━━━━━ SOURCE INFORMATION ━━━━━
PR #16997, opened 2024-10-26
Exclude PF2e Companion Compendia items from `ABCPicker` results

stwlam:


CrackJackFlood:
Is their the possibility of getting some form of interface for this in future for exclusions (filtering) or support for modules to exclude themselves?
━━━━━
EXERCISE OBJECTIVE
Every record must be returned exactly.

FINAL ANSWER
PR #16997, opened 2024-10-26
Exclude PF2e Companion Compendia items from `ABCPicker` results

stwlam:


CrackJackFlood:
Is their the possibility of getting some form of interface for this in future for exclusions (filtering) or support for modules to exclude themselves?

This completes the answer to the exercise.